Your assignment:
Across the records, find how many lines include the string "generator" and answer with only the figure.

Collected data entries
━━━━━━

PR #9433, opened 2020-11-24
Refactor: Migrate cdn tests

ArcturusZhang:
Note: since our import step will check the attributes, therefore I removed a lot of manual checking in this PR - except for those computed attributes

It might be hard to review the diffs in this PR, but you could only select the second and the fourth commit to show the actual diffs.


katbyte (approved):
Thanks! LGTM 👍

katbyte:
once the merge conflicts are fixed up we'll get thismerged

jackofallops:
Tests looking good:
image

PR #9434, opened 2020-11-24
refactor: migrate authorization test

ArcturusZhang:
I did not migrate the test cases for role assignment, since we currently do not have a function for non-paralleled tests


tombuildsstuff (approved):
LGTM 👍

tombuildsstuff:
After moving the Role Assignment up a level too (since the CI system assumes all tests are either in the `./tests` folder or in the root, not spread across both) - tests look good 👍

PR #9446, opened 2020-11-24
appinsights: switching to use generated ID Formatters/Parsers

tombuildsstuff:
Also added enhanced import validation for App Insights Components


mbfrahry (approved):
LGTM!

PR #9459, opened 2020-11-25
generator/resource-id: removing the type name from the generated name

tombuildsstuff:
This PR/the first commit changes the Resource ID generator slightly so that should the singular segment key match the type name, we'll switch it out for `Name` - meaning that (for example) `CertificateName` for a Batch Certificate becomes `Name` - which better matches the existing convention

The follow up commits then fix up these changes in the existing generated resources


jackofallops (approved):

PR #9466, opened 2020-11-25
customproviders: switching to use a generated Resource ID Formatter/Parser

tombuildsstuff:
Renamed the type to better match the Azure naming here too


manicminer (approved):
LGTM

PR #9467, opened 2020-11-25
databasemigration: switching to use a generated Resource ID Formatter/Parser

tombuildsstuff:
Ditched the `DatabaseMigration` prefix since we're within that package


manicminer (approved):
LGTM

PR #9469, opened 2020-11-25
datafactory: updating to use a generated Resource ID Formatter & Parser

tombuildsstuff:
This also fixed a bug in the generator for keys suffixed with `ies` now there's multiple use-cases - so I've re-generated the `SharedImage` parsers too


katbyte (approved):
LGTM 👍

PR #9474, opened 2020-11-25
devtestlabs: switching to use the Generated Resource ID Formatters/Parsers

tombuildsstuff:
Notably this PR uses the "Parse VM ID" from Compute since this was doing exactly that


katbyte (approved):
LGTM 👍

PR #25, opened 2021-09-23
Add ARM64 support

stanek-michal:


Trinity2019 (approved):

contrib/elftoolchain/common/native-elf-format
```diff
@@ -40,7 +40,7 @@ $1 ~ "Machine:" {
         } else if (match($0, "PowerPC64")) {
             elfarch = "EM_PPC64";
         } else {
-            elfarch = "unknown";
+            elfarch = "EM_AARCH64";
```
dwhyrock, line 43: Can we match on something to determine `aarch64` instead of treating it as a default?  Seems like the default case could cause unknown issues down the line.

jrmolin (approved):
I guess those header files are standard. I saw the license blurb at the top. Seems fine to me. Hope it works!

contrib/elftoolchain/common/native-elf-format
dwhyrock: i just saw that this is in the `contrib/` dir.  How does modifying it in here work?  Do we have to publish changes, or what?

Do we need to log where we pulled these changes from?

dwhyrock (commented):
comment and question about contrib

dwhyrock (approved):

━━━━━━

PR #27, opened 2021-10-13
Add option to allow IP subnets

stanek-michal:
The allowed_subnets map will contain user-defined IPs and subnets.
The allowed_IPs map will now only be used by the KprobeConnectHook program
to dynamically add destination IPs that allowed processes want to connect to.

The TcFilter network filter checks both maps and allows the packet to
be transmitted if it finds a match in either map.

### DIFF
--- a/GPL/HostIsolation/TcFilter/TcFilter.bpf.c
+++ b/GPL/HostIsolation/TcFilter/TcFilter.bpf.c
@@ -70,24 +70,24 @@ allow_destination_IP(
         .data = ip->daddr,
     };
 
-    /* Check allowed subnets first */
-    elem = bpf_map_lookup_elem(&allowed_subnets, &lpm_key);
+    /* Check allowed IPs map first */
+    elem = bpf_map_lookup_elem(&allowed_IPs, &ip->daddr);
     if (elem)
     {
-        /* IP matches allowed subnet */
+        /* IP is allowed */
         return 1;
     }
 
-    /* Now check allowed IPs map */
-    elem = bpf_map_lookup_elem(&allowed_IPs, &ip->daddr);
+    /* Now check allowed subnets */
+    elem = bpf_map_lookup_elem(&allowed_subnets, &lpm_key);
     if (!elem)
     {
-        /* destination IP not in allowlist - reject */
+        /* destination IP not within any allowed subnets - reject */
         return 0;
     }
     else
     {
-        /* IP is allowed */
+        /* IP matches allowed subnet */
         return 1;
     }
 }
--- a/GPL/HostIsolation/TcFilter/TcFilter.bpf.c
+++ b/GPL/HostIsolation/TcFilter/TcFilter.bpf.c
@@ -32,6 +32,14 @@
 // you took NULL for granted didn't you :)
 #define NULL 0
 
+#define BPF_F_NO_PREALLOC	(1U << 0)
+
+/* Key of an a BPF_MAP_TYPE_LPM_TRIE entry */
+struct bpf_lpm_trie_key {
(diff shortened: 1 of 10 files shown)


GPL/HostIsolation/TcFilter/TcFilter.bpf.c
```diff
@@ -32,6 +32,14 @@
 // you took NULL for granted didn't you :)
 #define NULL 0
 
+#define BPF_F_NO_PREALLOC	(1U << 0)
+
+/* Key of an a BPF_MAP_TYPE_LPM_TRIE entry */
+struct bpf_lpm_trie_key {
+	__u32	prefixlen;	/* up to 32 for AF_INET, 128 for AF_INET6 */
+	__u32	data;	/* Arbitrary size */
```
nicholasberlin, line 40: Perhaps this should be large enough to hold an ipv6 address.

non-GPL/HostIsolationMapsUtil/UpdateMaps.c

━━━━━━

Result of this task:
3